Accordingly, there is a need for a new technical solution in the field to solve the problem described above.
To overcome the above disadvantages, the disclosure is proposed to provide a point cloud object detection method, a computer device, and a computer-readable storage medium that solve or at least partially solve the technical problem of how to improve the accuracy of point cloud object detection.
According to a first aspect, the disclosure provides a point cloud object detection method. The method includes: obtaining a 3D point cloud frame collected by a radar; performing object detection on the 3D point cloud frame to obtain a 3D object bounding box represented by 3D coordinates of bounding box corner points; and obtaining an object detection result based on the 3D object bounding box.
In one technical solution of the point cloud object detection method described above, the step of “obtaining a 3D object bounding box represented by 3D coordinates of bounding box corner points” includes: detecting a minimum value and a maximum value, on a Z axis, of an object in the 3D point cloud frame, and separately obtaining a first XY plane and a second XY plane intersecting with the Z axis at the minimum value and the maximum value; detecting 2D coordinates of first bounding box corner points of a 2D bounding box corresponding to the object on the first XY plane, and obtaining 3D coordinates of the first bounding box corner points based on the 2D coordinates and the minimum value; detecting 2D coordinates of second bounding box corner points of a 2D bounding box corresponding to the object on the second XY plane, and obtaining 3D coordinates of the second bounding box corner points based on the 2D coordinates and the maximum value; and obtaining the 3D object bounding box based on the 3D coordinates of the first bounding box corner points and the second bounding box corner points.

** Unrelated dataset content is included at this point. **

PR #14173, opened 2016-10-04
Add shasum to shrinkwrap for use during install

misterbyrne:
Extend the cache add command to optionally accept a SHA to validate
against when adding a package by URL.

In one technical solution of the point cloud object detection method described above, the method further includes: using a preset point cloud object detection model to separately detect the 2D coordinates of the first bounding box corner points and the second bounding box corner points, where the preset point cloud object detection model is obtained through training by: using a point cloud object detection model to detect a specific value, on the Z axis, of the object in a sample of the 3D point cloud frame, and obtaining a third XY plane intersecting with the Z axis at the specific value, the specific value being a minimum value or a maximum value of the object on the Z axis; obtaining predicted 2D coordinate values and a predicted arrangement sequence of third bounding box corner points of a 2D bounding box corresponding to the object on the third XY plane, and obtaining real two-dimensional coordinate values and a real arrangement sequence of the third bounding box corner points based on the sample; forming each coordinate group from a predicted 2D coordinate value and a real 2D coordinate value corresponding to a same arrangement rank based on the predicted arrangement sequence and the real arrangement sequence of the third bounding box corner points; using a regression loss function to obtain a loss value between a predicted 2D coordinate value and a real 2D coordinate value in each coordinate group, and obtaining a model loss value based on the loss value; and updating model parameters of the point cloud object detection model based on the model loss value.

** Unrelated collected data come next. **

PR #14230, opened 2016-10-10
npm: Detect unsupported Node.js versions and warn

iarna:
Also error on really old versions where we know we can't work.


othiym23:
With a test to verify that this doesn't cause false positives, this is good to go. Thanks for putting this together!

iarna:
This has been merged into `release-next`

Issue #7168, opened 2015-01-19
Support for no-proxy in .npmrc file


jfbibeau:
It looks like NPM will correctly honor the ENV variables for http_proxy, https_proxy and recently also for no_proxy.

However .npmrc only seems to support proxy and https-proxy. This leads to some funny behavior...

I am trying to configure a no_proxy and http_proxy setting for NPM. So I thought I would configure `proxy` in .npmrc and `no_proxy` in my ENV variable (since npmrc doesn't support it). But .npmrc's `proxy` overrides the environment variable's `no_proxy` :(

So the only way for me to get no_proxy to work with NPM is to set it as an environment variable, which will enable it system wide (and I'm trying to avoid that).

Thanks!

othiym23:
The current proxy settings are a pretty delicate balance, because there are many conflicting use cases around them (in particular, figuring out the precedence of the configuration file vs environment variables is pretty much a nightmare). The basic rule, for now, is that if you want to use `no_proxy`, you should configure both `http_proxy` and `no_proxy` via environment variables. The reason for this is an implementation detail (the proxy handling is actually done by `request`). A patch that adds support for `no-proxy` to `.npmrc` would be welcome, as would be a patch that tweaks the documentation to make the current setup easier to use.

ehsalazar:
We haven’t heard back and we’re trying to clean up some old issues.  If this is still a problem, can you please reply and let us know?  We’ll be happy to reopen if necessary.

brunowego:
+1

wildpixeldesign:
+1

goodloot:
+1, please, reopen.

othiym23:
Reopening, as this is a feature request. It would be nice to get this as a patch, because this is such a low priority for the CLI team, it's unlikely the team will get to it in the next year.

marcellodesales:
Would love this one as well...

karthikeayan:
+1

rogerwelin:
+1

Mischi:
:+1:

Mischi:
:+1:

BrianLenzo:
+1 
Setting proxy in env vars messes other applications up. Having it all in .npmrc would help my company use NPM behind a very secure proxy.

marcellodesales:
@BrianLenzo Just stepped on this again today :( Please guys, add this support... We have NPMO installation internally and we are building applications behind the HTTP_PROXY as well...

dg1sek:
+1

[...]

PR #14248, opened 2016-10-11
config: Set process.env.no_proxy in adaptConfig

legodude17:
Solution for #7168.


othiym23:
Here's what needs to be added before this will be ready to merge:

- [ ] The configuration variable name should follow the convention of the CLI's other configuration, and use a hyphen instead of an underscore (`no-proxy`).
- [ ] It also will need to be added to `lib/config/defaults.js` (the tests won't pass otherwise – this is part of how the project ensures that all of the CLI's configuration is documented), and have a sensible type and default set. See the rest of that file to get the gist of how that works. It's a little tricky, because `nopt` will typically try to convert a `no-<name>` config setting into a boolean set to a falsy value, so this also probably needs 
    - [ ] a few additional test cases in the current config tests to ensure that nothing untoward happens as a result of this change.
- [ ] A few general tests that the behavior makes it to the child environment of run-scripts as `no_proxy` is probably a good enough test, because the CLI doesn't really have control over `request`.
- [ ] Also, `doc/misc/npm-config.md` will need an update to include information about the new configuration, and the existing documentation doesn't mention `no_proxy` / `NO_PROXY`'s functionality, even as it currently stands, so that could probably use some cleanup overall, and cross referencing between the sections for `proxy`, `https-proxy`, and `no-proxy`.

Let us know if you have any questions about any of the above, and thanks for the contribution!

legodude17:
Thanks for the quick feedback. I was wondering what the default should be in `lib/config/defaults.js`. I think it should be `null`, but I was wondering what you thought.

legodude17:
Where should the tests go in the folder structure? I am still a little unclear about where the tests go and what organization system they have.

legodude17:
Any updates? I just need to find a bit of time to write some tests. The docs are done, can I get feedback on them?

iarna:
All tests go in `test/tap/`

legodude17:
Should I make some new files or piggyback on some existing ones?

jd-carroll:
What's the status of getting this merged?  Just setup an internal registry and this is suddenly going to become a problem for 200+ developers internally.

legodude17:
@jd-carroll I need to find some time to write tests, and then someone from `npm` needs to resolve all of the merge errors.

jd-carroll:
Would it make sense to close this PR and open a new one just to avoid all of the merges?

legodude17:
That was an idea I had. Is there anyone who wants to continue this?

iarna:
As suggested I'm going to close this but if it's something you're still interested please feel free to open a new PR based on `latest`.

PR #14251, opened 2016-10-12
Fix node download links

ArtskydJ:
The old link (http://nodejs.org/download/) just doesn't work anymore.

Changed the links to point to https://nodejs.org/en/download/

### DIFF
--- a/README.md
+++ b/README.md
@@ -27,15 +27,15 @@ terms of use for the default public registry are available at
 
 ## Super Easy Install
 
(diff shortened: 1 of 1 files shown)


ArtskydJ:
@Blaccexican I don't understand what you're saying. I didn't change any of the header levels. Also, the node.js site now redirects to https if you go to a http URL, so it's better to just go straight to the https version.

watilde:
Good catch! LGTM.

PR #14327, opened 2016-10-19
No Partial Shrinkwraps

iarna:


zkat:
This looks great!

I had a thought about the way we're dealing with devDeps -- should we try and make the devDep shrinkwrapping more explicit rather than assume it based on devDeps in the shrinkwrap?

For example, what happens if I do something like this?

```
npm i -D eggplant
npm shrinkwrap --dev
npm rm -D eggplant
npm i -D eggplant
```

As a user, I would expect the above to add `eggplant` back into the shrinkwrap file.

Conceptually, I believe this patch will make it so the new `eggplant` will not be added to the shrinkwrap, because the shrinkwrap was no longer in a "look for devDeps" mode.

But when I was testing it, I found what I believe is a different bug: After `npm rm -D eggplant` above, `eggplant` won't be removed from the shrinkwrap -- the `rm` basically becomes a noop. This seems to happen only when it's the last package left.

iarna:
A is confusing and B is definitely a bug, but also everything you described there is already existing behavior so I'm calling them out-of-scope for this PR.

zkat:
Fair enough. I'm alright calling those things out of scope. We'll have a good enough chance to overhaul shrinkwrap with `@5` so idk if I care to nitpick about weirdness like this for the sake of `@4`.

Additionally, this seems to have a test failure with one of the shrinkwrap tests that should probs be addressed.

'sides that, LGTM <3

iarna:
It passes for me 😭

iarna:
def need to dig into it

iarna:
oh, no I was running from the wrong folder. Oh... haha, that's the test for the thing we're breaking. I'M GLAD IT BROKE.

iarna:
Welp, that test (with a small tweak) will continue to be relevant until npm@5, at which point it will need to just be removed.

iarna:
merged into `release-next`

PR #1663, opened 2022-05-17
feat: automatically rerun jobs if parameters, code, input file set, or software stack changed (thanks to @cclienty and @timtroendle). This also increases performance of DAG building by handling job "needrun" updates level wise, while avoiding to perform a full check for those jobs that are already downstream of a job that has been determined to require a rerun.

johanneskoester:
### QC


hermidalc:
This feature does not completely work with checkpoints, there is a major issue or regression #1818

hermidalc:
I've tested the #1818 simple example with 7.15.1 (latest avail on bioconda) and still it re-runs all the rules downstream of a `checkpoint` that just ran and created all the files.

Issue #1267, opened 2021-11-19
Benchmarking + container returns wrong values.


b1999:
**Snakemake version**
6.10.0

**Describe the bug**
Benchmark returns wrong values whenever a tool is executed in a docker container. As seen in the example below, it took
Freebayes 1.5 hour to finish with only 0.01 CPU time. 

**Executing snakemake**
~/.local/bin/snakemake --cores 32 --use-singularity --latency-wait 5 --snakefile Snakefile.smk 

**Benchmark file created when running Freebayes**
s                 h:m:s     max_rss   max_vms   max_uss   max_pss   io_in    io_out  mean_load   cpu_time
5674.7210  1:34:34  33.81       578.17       34.08         34.09        0.00     0.00     0.00             0.01

**Rule example**
rule run_freebayes:
	input: 
		genome_fa = "resources/homo_sapiens_genome.fa",
		alignment = "results/{sample}/{aligner}/output/output_aligner_sorted.bam"
	output: "results/{sample}/freebayes/output/{aligner}_variants.vcf"
	message: "Calling variants using Freebayes on alignment file generated by {wildcards.aligner}."
	benchmark: "results/{sample}/benchmark/freebayes/output/benchmark_freebayes_{aligner}.txt"
	log: "results/{sample}/log/freebayes/output/freebayes_{aligner}.log"
	threads: 32
	container: "docker://davidyuyuan/freebayes"
	shell: "freebayes -f {input.genome_fa} -b {input.alignment} -v {output} 2> {log}"

Smeds:
I have seen similar problems when using singularity and believe I have pinpointed the problem. The problem ariase for me when the benchmark script tries to read memory information using memory_full_info from a process named starter-suid which my run doesn't have permission to read.

https://github.com/snakemake/snakemake/blob/26e57d69fc320adc972967a8046c5163b455456c/snakemake/benchmark.py#L230-L275

Reading the process result in a AccessDenied event which will be caught by  "except psutils.Error as e" line (274), resulting in a return which will then leads to not reading information about the other processes.

I can solve it by either running my snakemake jobs as root, not a good solution.

or wrapping to "meminfo = proc.memory_full_info()" with a try statement that gives a continue event if a error is caught.

PR #1671, opened 2022-05-19
fix: handle benmark bug that arise with singularity

Smeds:
### Description

Running snakemake with singularity results in (nearly) empty benchmark statistics. benchmark tries to read a process with name "starter-suid" which raise a AccessDenied event, resulting in that the other processes belonging to the snakemake process aren't read. Wrapping the proc.memory_full_info() in a try-statement that fires a continue event enables the other processes to be parsed.

This should help solve issue: #1267 

### QC


johanneskoester (approved):
Thanks!

snakemake/benchmark.py
```diff
@@ -237,7 +237,10 @@ def _update_record(self):
                             this_time - self.bench_record.prev_time
                         )
 
-                    meminfo = proc.memory_full_info()
+                    try:
+                        meminfo = proc.memory_full_info()
+                    except psutil.Error:
```
johanneskoester, line 242: May I ask you to add your explanation from the PR text as a rationale here? So that we know in the future why we catch and continue here.

johanneskoester (changes requested):

snakemake/benchmark.py
Smeds: done

johanneskoester: Also, any idea about the reason for this starter-suid thing showing up? proc should not point to a surrounding process... Why does that happen?

johanneskoester: Yes, setting to NA seems like the most transparent way to me, and also display a warning via `logger.warning()`.

johanneskoester (changes requested):

Smeds:
@johanneskoester  I have updated the commit with more handling for events when no benchmark can be collected. When debbuing is turned on and if any process cannot be processed information about which process that can and cannot be processed will be printed.

snakemake/benchmark.py
Smeds: New commit that should handle this have been pushed.

johanneskoester (approved):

In one technical solution of the point cloud object detection method described above, before the step of “obtaining a model loss value based on the loss value”, the method further includes: analyzing visibility of each of the third bounding box corner points on the third XY plane; adjusting a loss weight of a loss value corresponding to the predicted 2D coordinate value of the third bounding box corner points based on an analysis result of the visibility; and obtaining a model loss value based on the loss value and an adjusted loss weight.
In one technical solution of the point cloud object detection method described above, the step of “adjusting a loss weight of a loss value corresponding to the predicted 2D coordinate value of the third bounding box corner points based on an analysis result of the visibility” includes: determining whether the third bounding box corner points are visible based on the analysis result of the visibility; and if the third bounding box corner points are visible, increasing the corresponding loss weight; or if the third bounding box corner points are invisible, decreasing the corresponding loss weight.

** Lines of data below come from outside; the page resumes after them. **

Issue #1674, opened 2022-05-22
Snakemake conda bug- command: conda env export --name


eeko-kon:
**Snakemake version**
6.15.5

**Conda version** 
conda 4.12.0

**Describe the bug**
When I specify the conda env name (`.snakemake/conda/envname`) in a rule, the env is activated but then the job crashes when conda tries to export env name:

```
raise CalledProcessError(retcode, process.args,
subprocess.CalledProcessError: Command 'conda env export --name '.snakemake/conda/envname'' returned non-zero exit status 1.
```

eeko-kon:
I have first created the environment:

`conda env create --prefix ".snakemake/conda/envname" -f "workflow/envs/requirements.yaml" `

Example rule:

```
rule example:
    input:
        "results/Interim/input.tsv" 
    output:
        "results/Interim/output.tsv"
    conda:
        ".snakemake/conda/envname"
    shell:
    """
    mv {input} {output}
    """
```

eeko-kon:
If I don't create the env using a prefix it should work, but I want it in my .snakemake/conda path. I guess this is more of a conda limitation regarding default paths, but if there is smth you can add in the snakemake code to avoid the error, that would be great.

54mu:
Facing the same issue, manually applying the changes of #1708 fixes it until it gets merged

Jerry-is-a-mouse:
@eeko-kon  Hello, how do you deal with this issue finally? I also faced with this problem

eeko-kon:
Hi @Jerry-is-a-mouse this should be fixed with the new snakemake release. Try updating and re-running! Otherwise #1708 has a workaround!

mfansler:
I can confirm that upgrading from 8.15 to 8.27 resolved this issue.

PR #1708, opened 2022-06-09
fix: processing in conda yaml and url bug

ShogoAkiyama:
### Description
If conda is url path, `self.is_named` will be true, so this process will result in an error like the following issue.
So I modified the process.

issue: #1674
```
conda env export --name 'URL'
```

fixed like below
```
conda env export --prefix 'URL'
```


ShogoAkiyama:
issue #1998

migrau:
This works https://github.com/snakemake/snakemake/pull/1708/files
Thanks, @ShogoAkiyama

AroneyS:
@johanneskoester Is there something blocking this pull-request?

Unaimend:
Also encountered this problem today

johanneskoester:
I believe this is already fixed in a different way in the current stable snakemake.

PR #1711, opened 2022-06-10
fix: conda python interpreter path on Windows

yeyuan98:
### Description

`PythonScript._is_python_env` was not working properly as of v7.8.2 on Windows thereby preventing python scripts from executing with python interpreters from rule-based conda environments.

The bug should be resulting from inconsistencies when conda creates Python environments on Windows versus Unix-like systems. On Windows, the python interpreter will not exist as `<conda_env_root>/bin/python` but as `<conda_env_root>/python.exe`. Please refer to Anaconda documentation [here](https://docs.anaconda.com/anaconda/user-guide/tasks/integration/python-path/).

Added a new test case *test_conda_python_script* in tests folder and added the test to *tests/tests.py*. However, it seems that `nose` is unmaintained and I could not run the nosetests in my local computer.

### QC


snakemake/script.py
```diff
@@ -1,1369 +1,1374 @@
-__author__ = "Johannes Köster"
```
johanneskoester, line 1: Mhm, this gigantic change in this file is fishy... What is going on here?

johanneskoester: Maybe windows linebreaks?

johanneskoester (changes requested):

snakemake/script.py
yeyuan98: Thanks a lot for your explanation.. Sorry, new git user here. I think the problem is I pushed from a Windows machine and did not set hard line break settings. Git forces CRLF and replace LF on Windows by default.

Fixed the line break problem. Hopefully it will work!

johanneskoester (approved):

yeyuan98:
The previous commit got an issue with the `black` formatting guideline. Reformatted `tests.py` with `black`.

PR #1717, opened 2022-06-14
feat: make it possible to exclude rules that will be imported when using 'use rule' statement

Smeds:
### Description

When combining multiple modules to create a pipeline we often get problems with ambiguous rules exception, we have generic rules for sorting, index, etc. Which can be solved with ruleorder, but for more complex pipelines this can be rather troublesome.
And to specifiy all rules, instead of using *, when using multiple rules from a module can result in lines that are hard to read and maintan. For the cases where one would like to exclude one or two rules and use the remaining rules it would be rather neat to have an exclude option.

This pull-request give the option of excluding rules, ex:
```
use rule * from test exclude b, d
```

### QC


johanneskoester:
May I ask you to format with black?

Smeds:
> Awesome work and a great usability improvement!

Thanks!

Smeds:
> May I ask you to format with black?

Of course!

Smeds:
> > May I ask you to format with black?
> 
> Of course!

@johanneskoester  done

PR #1725, opened 2022-06-18
chore: add pyproject.toml to use setuptools features

mwtoews:
### Description

This PR introduces a `pyproject.toml` file described by [PEP 518](https://peps.python.org/pep-0518/), and uses PyPA's [build](https://github.com/pypa/build) to check building the package (sdist and wheel files).

In addition, lots from `setup.py` is removed or simplified:

- E.g. first few lines are not needed for Python 3, which is UTF-8 by default and has a print function
- Dunders `__author__` etc are not normally used in this file
- Remove `setuptools` check, since this is a build requirement specified in the correct place (`pyproject.toml`)
- Remove Python version check, since this is done with setuptools' `python_requires`
- Note that lots of the static metadata from `setup.py` can be moved to either `setup.cfg` or `pyproject.toml`, but not done in this PR

### QC

### DIFF
--- a/.github/workflows/release-please.yml
+++ b/.github/workflows/release-please.yml
@@ -31,7 +31,8 @@ jobs:
         if: ${{ steps.release.outputs.release_created }}
         run: |
           python -m pip install --upgrade pip
-          python setup.py sdist
+          pip install build
+          python -m build
 
       - name: Publish to PyPI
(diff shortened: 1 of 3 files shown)


johanneskoester (approved):

johanneskoester:
Thank you!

In one technical solution of the point cloud object detection method described above, the step of “analyzing visibility of each of the third bounding box corner points on the third XY plane” includes: separately analyzing visibility of the third bounding box corner point on an X-axis and a Y-axis of the third XY plane; and the step of “adjusting a loss weight of a loss value corresponding to the predicted 2D coordinate value of the third bounding box corner points based on an analysis result of the visibility” includes: adjusting a loss weight of a loss value corresponding to an X-axis coordinate in the predicted 2D coordinate value based on an analysis result of the visibility of the third bounding box corner points on the X-axis; and adjusting a loss weight of a loss value corresponding to a Y-axis coordinate in the predicted 2D coordinate value based on an analysis result of the visibility of the third bounding box corner points on the Y axis.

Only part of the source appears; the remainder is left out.